**Aim of the task**: Which lines of the data contain the string "that"? Copy every one.

+++

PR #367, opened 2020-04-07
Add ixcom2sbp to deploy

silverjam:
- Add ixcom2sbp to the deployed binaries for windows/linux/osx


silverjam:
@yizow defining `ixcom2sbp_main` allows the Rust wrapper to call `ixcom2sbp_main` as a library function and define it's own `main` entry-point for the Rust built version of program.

+++

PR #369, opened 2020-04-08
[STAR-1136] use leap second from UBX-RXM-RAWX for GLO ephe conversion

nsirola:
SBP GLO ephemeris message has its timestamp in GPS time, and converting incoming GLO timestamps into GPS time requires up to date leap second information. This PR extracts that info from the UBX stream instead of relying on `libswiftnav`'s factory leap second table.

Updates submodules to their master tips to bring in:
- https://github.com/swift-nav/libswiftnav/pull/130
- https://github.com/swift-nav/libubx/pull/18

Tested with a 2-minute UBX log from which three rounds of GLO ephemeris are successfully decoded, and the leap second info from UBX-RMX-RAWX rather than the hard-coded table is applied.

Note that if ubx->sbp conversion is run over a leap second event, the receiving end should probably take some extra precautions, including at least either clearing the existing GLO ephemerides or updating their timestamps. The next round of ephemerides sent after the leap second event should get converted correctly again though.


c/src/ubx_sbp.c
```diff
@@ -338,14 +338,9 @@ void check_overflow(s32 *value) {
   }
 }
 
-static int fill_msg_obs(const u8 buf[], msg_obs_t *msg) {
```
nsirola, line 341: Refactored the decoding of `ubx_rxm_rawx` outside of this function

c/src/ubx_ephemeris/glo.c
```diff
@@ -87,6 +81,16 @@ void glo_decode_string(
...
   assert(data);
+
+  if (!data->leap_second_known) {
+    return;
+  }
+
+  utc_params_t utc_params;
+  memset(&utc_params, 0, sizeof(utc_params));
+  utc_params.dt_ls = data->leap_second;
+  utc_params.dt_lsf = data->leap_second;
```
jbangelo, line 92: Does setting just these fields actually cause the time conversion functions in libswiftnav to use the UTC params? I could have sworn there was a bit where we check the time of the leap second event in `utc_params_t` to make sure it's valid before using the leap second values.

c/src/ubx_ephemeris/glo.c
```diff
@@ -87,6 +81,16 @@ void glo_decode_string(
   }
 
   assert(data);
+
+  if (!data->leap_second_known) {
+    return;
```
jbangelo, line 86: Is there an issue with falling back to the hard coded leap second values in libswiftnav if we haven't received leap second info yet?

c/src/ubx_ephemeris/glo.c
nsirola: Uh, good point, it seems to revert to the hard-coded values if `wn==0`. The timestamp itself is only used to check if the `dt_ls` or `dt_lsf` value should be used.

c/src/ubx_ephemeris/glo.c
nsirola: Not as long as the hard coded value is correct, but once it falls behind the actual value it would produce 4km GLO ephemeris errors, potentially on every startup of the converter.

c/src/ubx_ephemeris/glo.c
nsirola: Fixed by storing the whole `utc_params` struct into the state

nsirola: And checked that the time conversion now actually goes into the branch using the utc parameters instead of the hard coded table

+++

**Written answer**:
SBP GLO ephemeris message has its timestamp in GPS time, and converting incoming GLO timestamps into GPS time requires up to date leap second information. This PR extracts that info from the UBX stream instead of relying on `libswiftnav`'s factory leap second table.
Note that if ubx->sbp conversion is run over a leap second event, the receiving end should probably take some extra precautions, including at least either clearing the existing GLO ephemerides or updating their timestamps. The next round of ephemerides sent after the leap second event should get converted correctly again though.
nsirola: And checked that the time conversion now actually goes into the branch using the utc parameters instead of the hard coded table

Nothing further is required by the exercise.